PR #11597, opened 2024-03-07
Fix #11595: CSP wrap custom FacesException

### LINKED ISSUE #11595: CSP: create a subclass of FacesException?
Premise: one of our clients run some sort of monitoring tools on one of our application, which is based on Faces 4/PrimeFaces 13 with CSP enabled.
I don't know exactly what this tools does, basically it makes web requests, the problem is that some those requests are cluttering the logs, the reason is:

- CSP is enabled in the application
- there's a stateless login page (`<f:view transient="true">`)
- the tools makes postback requests without sending back the `primefaces.nonce` param
- an exception is thrown: https://github.com/primefaces/primefaces/blob/d678b4ce99a6a8f67b340297ac81b1b40c1fb2bf/primefaces/src/main/java/org/primefaces/csp/CspState.java#L86
- the exception is logged by both Mojarra and PrimeExceptionHandler

Double logging by Mojarra has been fixed (https://github.com/eclipse-ee4j/mojarra/pull/5411), I would like PrimeExceptionHandler not to log those exceptions too, so my idea is creating a new subclass of `FacesException` (`CspException` or something like that) and use it from `CspState` so we can [exclude it from logging](https://primefaces.github.io/primefaces/13_0_0/#/core/errorhandling?id=exception-logging).

TL;DR
I want to exclude CSP-related exceptions from logging, so my idea is making CspState throw a new subclass of FacesException.

I see no downsides in this, so if you guys are ok with it a can prepare a PR targeting 14.x

melloware:
Fix #11595: CSP wrap custom FacesException

### DIFF
--- a/primefaces/src/main/java/org/primefaces/csp/CspException.java
+++ b/primefaces/src/main/java/org/primefaces/csp/CspException.java
@@ -1,0 +1,47 @@
+/*
+ * The MIT License
+ *
+ * Copyright (c) 2009-2024 PrimeTek Informatics
+ *
+ * Permission is hereby granted, free of charge, to any person obtaining a copy
+ * of this software and associated documentation files (the "Software"), to deal
+ * in the Software without restriction, including without limitation the rights
+ * to use, copy, modify, merge, publish, distribute, sublicense, and/or sell
+ * copies of the Software, and to permit persons to whom the Software is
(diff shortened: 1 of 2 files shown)


NicolaIsotta (approved):

tandraschko:
+1

PR #11649, opened 2024-03-18
Fix #11640 - Core: introduce PrimeUIData (replacement of UIData)

### LINKED ISSUE #11640: UIData: split in 2 classes and rename as PrimeUIData
### Description

Current `UIData` is a mix bag of Mojarra, MyFaces and PF impl. It gets tough to follow how PF impl is different from JSF impl and why... 

Split UIData into 2 classes and rename UIData as PrimeUIData

### Additional context

Also this might help to port fixes from Mojarra

Rapster:
Fix #11640


Rapster:
WDYT about the name UIDataFacesPatch...? Maybe UIDataPatch sounds simpler and better?

melloware:
Either  `UIDataOverride` or `UIDataPatch` is good with me

melloware (approved):

primefaces/src/main/java/org/primefaces/component/api/PrimeUIData.java
```diff
@@ -0,0 +1,521 @@
...
+            }
+        }
+    }
+
+    protected boolean shouldSkipChildren(FacesContext context) {
+        return false;
+    }
+
+    @Override
+    public boolean invokeOnComponent(FacesContext context, String clientId, ContextCallback callback)
```
tandraschko: this could acutally inside UIDataPatch - or even removed if its finally fixed in all Mojarra versions, it implemented correctly in MyFaces

tandraschko:
left one small comment, everything else is fine and great work

melloware:
@Rapster one small conflict and then i think this is ready to merge as it has the approval of @tandraschko

melloware (approved):

PR #11661, opened 2024-03-20
Fix #11660: Spinner round properly in case of string value

### LINKED ISSUE #11660: Spinner: MAX value dont work up to 1000 when ROUND is true
### Describe the bug

When I use **Spinner** with **round="true"**      the value of **max** becomes always 1000
And if you pulse increment (+) beyond 1000, the value becomes 1, 2, 3, and then blocks the component

### Reproducer

 <p:spinner min="0" max="3000"  round="true"/>

Dont work beyond 1000

### Expected behavior

 <p:spinner min="0" max="3000"  round="true"/>

Dont work beyond 1000

### PrimeFaces edition

Community

### PrimeFaces version

13.0.1

### Theme

saga

### JSF implementation

Mojarra

### JSF version

10.0.0

### Java version

20.0.1

### Browser(s)

_No response_

melloware:
Fix #11660: Spinner round properly in case of string value

### DIFF
--- a/primefaces-integration-tests/src/main/webapp/spinner/spinner005.xhtml
+++ b/primefaces-integration-tests/src/main/webapp/spinner/spinner005.xhtml
@@ -14,7 +14,7 @@
 
         <h:form id="form">
             <!-- GitHub #6521: new 'round' attribute -->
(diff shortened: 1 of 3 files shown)


melloware:
Added integration test

Issue #11521, opened 2024-02-27
DataTable: Paginator After upgrade to 13.0.6  always uses first=0 in .load() method


AndrewG10i:
### Describe the bug

Upgraded PrimeFaces from 13.0.5 to 13.0.6 and noticed that DataTable with LazyDataModel stopped paginating properly. Investigation revealed that `.load()` method always called with `first=0` on pagination to other pages. Reverting back to 13.0.5 resolves the issue without any other code changes.

I am running Payara 6.2024.2 and PF with Jakarta classifier.

### PrimeFaces edition

None

### PrimeFaces version

13.0.6

### JSF implementation

Mojarra

### JSF version

3.0.2

### Java version

17

melloware:
See: https://github.com/primefaces/primefaces/pull/11377

It's only for virtual scroll and live scroll. So it should not affect paginator at all.

AndrewG10i:
This is the code (DataTable declaration) I have:
```
<p:dataTable id="usersTable" value="#{dirCntroller.usersLazyDS}" lazy="true" var="rowData" rowIndexVar="rowIndex"
             paginator="true" rows="25" rowsPerPageTemplate="25,50,100" paginatorPosition="top" paginatorAlwaysVisible="true"
             paginatorTemplate="{CurrentPageReport} {JumpToPageDropdown} {FirstPageLink} {PreviousPageLink} {PageLinks} {NextPageLink} {LastPageLink} {RowsPerPageDropdown}"
             reflow="true" emptyMessage="#{labels['general.dataTable.noRecordsFound']}" filterDelay="800" styleClass="usersTable" widgetVar="usersTableWV">
```

I will try to prepare reproducer. Meanwhile decided to report the issue so in case someone else have it they can confirm as well.

melloware:
We have tons of integrations tests that test pagination and datatable that all passed so if this is a bug it means there is a gap in the integration tests.

AndrewG10i:
Okay, so far cannot reproduce this issue, reproducer works fine. Will investigate further what exactly triggers issue in my app and in case issue found in the PF lib - will reopen this ticket again. But for now closing it. Thanks!

melloware:
Thanks yes please let me know what you find out!

AndrewG10i:
Okay, after spending several hours on this, I finally found root cause. ;))
[...]

PR #11402, opened 2024-02-07
Fix #11401: calculate first row even if rowCount=0

jungm:
Fixes #11401

Issue #11401, opened 2024-02-07
DataTable: DefaultLazyDataModel throws IllegalArgumentException with external filter


jungm:
### Describe the bug

`DefaultLazyDataModel#load()` can cause an IllegalArgumentException when the user is on a page > 1 and `DefaultLazyDataModel#filter` filters out _all_ elements

### Reproducer

Bean:
```java
@Named
@ViewScoped
public class DataTable044 implements Serializable {
    @Getter @Setter private String programmingLanguageFilter;
    @Getter private LazyDataModel<ProgrammingLanguage> lazyDataModel;

    @Inject private ProgrammingLanguageService service;

    @PostConstruct
    public void init() {
        lazyDataModel = DefaultLazyDataModel.<ProgrammingLanguage>builder()
                .valueSupplier(service::getLangs)
                .filter((ctx, value, filter, locale) -> {
                    if (programmingLanguageFilter == null) {
                        return true;
                    }

                    return ((ProgrammingLanguage) value).getName().contains(programmingLanguageFilter);
                }).build();
    }
}
```

XHTML:
```xhtml
<!DOCTYPE html>
<html xmlns="http://www.w3.org/1999/xhtml"
      xmlns:h="http://xmlns.jcp.org/jsf/html"
      xmlns:f="http://xmlns.jcp.org/jsf/core"
      xmlns:p="http://primefaces.org/ui">

<f:view contentType="text/html;charset=UTF-8" encoding="UTF-8">
    <h:head>

    </h:head>

    <h:body>

        <h:form id="form">
            <p:messages id="msgs" showDetail="true">
                <p:autoUpdate/>
            </p:messages>

            <p:inputText id="filterInput" value="#{dataTable044.programmingLanguageFilter}">
                <p:ajax process="@this" update="datatable"/>
            </p:inputText>

            <p:dataTable id="datatable" value="#{dataTable044.lazyDataModel}" paginator="true" rows="3" var="lang" >
                <p:column field="id"/>
                <p:column field="name"/>
                <p:column field="firstAppeared"/>
                <p:column field="type"/>
            </p:dataTable>
        </h:form>

    </h:body>
</f:view>

</html>
```

Test:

-- -- --

### PROBLEM DETAILS
Go through the listing and copy each line that includes the string "private".

### SOLUTION TO THE EXERCISE
    @Getter @Setter private String programmingLanguageFilter;
    @Getter private LazyDataModel<ProgrammingLanguage> lazyDataModel;
    @Inject private ProgrammingLanguageService service;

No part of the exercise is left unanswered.